Nick wanted to shake her. She had to know she couldn’t do this alone.
As if she’d felt his censure across the night, she climbed back into her Challenger and drove away. Her official shadow rolled behind her. Nick allowed some distance and then he followed. She returned to her house on Gardendale and backed into the driveway. Nick watched until she was inside and the house went dark again before he returned to his motel.
Once he was between the sheets, he closed his eyes and waited for exhaustion to take him. Between now and then one face and one voice would taunt him.

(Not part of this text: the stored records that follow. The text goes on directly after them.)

PR #445, opened 2026-03-27
Add Task system proof-of-concept: ant colony with interruptible tasks

samuelmohel:
## What this adds

A proof-of-concept implementation of the Task system proposed in 
projectmesa/mesa#2526 (EwoutH).

Adds a model-agnostic `Task` and `TaskQueue` class with:
- Explicit duration (step-based)
- Priority queue - highest priority task always executes first
- Interruptible and resumable task state
- Pluggable reward functions (linear, threshold, exponential)

Demonstrated via an ant colony where cave-in pheromone signals 
interrupt ongoing dig tasks in real time.

## Files
- `tasks.py` - reusable Task/TaskQueue classes, zero dependency on ant logic
- `model.py` - AntColonyModel + AntAgent
- `app.py` - SolaraViz visualization
- `metadata.toml` - example metadata

## Related
- Closes/references: projectmesa/mesa#2526 (Tasks discussion)
- Related: projectmesa/mesa#2538 (Behavioral Framework GSoC 2026)

## Preview
shot


DashamiJituri:
Hi @samuelmohel — I've been working on a related prototype (PR #432, needs-based Wolf-Sheep) and your TaskQueue implementation answers a question I had been sitting with.
In my model I emulated duration by tracking ticks_remaining as a manual counter on the agent — which works but is fragile when the agent gets removed mid-task. Your interruptible flag handles that cleanly.
On your design question about integer step-counts vs DiscreteEventScheduler float time — I'd lean toward accepting both via a union type (int | float), where integer duration maps directly to tick counts and float duration is resolved against model.time. That way Task stays compatible with both the standard scheduler and DEVS without forcing the user to choose upfront.
Happy to test this against my Wolf-Sheep model if it would help validate the approach.

samuelmohel:
Thanks @DashamiJituri that's a clean solution. The int | float union with integer mapping to tick counts and float resolving against model time keeps the API simple while covering both schedulers. One thing I'd add: Task would need to store the start_time at activation so float-duration tasks can compute remaining = (start_time + duration) - model.time correctly when resumed after interruption otherwise resumable tasks with float duration lose their progress reference. Would be great to test against your Wolf-Sheep model, especially to see how the interruptible flag behaves when an agent is removed mid-task. I'll open a follow-up branch with the union type implementation.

He hadn’t slept a single night without thinking of Bobbie Gentry since back in February, when he’d held her hand in that hospital room and made that damned promise.
She wouldn’t remember and he couldn’t forget.
In that sterile room all those months ago he’d watched her sleep, absorbing the pain and desperation emanating from her weak and broken body. He had known then that Perry would come after her again. She would be the key to stopping the sadistic bastard. From that moment Nick had learned all he could about her. He’d searched the home she’d shared with her husband and child; over and over he’d watched the videos they’d made. He knew her every move, her every look, her serious side as well as her playful one. The nuances of her voice and the sound of her laughter. He understood her vulnerabilities, few though they were, and her infinite strength.
The woman he had spoken to tonight was nothing like the one captured in those videos with her family and friends. He thought of the way she had smiled before...the way her eyes lit with happiness in the videos. The light was missing from her eyes now, and he was yet to see her lips form a real smile.
Something about her—something he couldn’t quite name—haunted him. Reached a place inside him that no one had touched in a very long time. The longer he remained near her, the more powerful that inexplicable link became.
He never permitted personal involvement to develop during his hunts. His life as well as his sanity depended on maintaining distance. Somehow in the past few months he’d lost the ability to distance himself from Bobbie Gentry.
Something he and Perry had in common.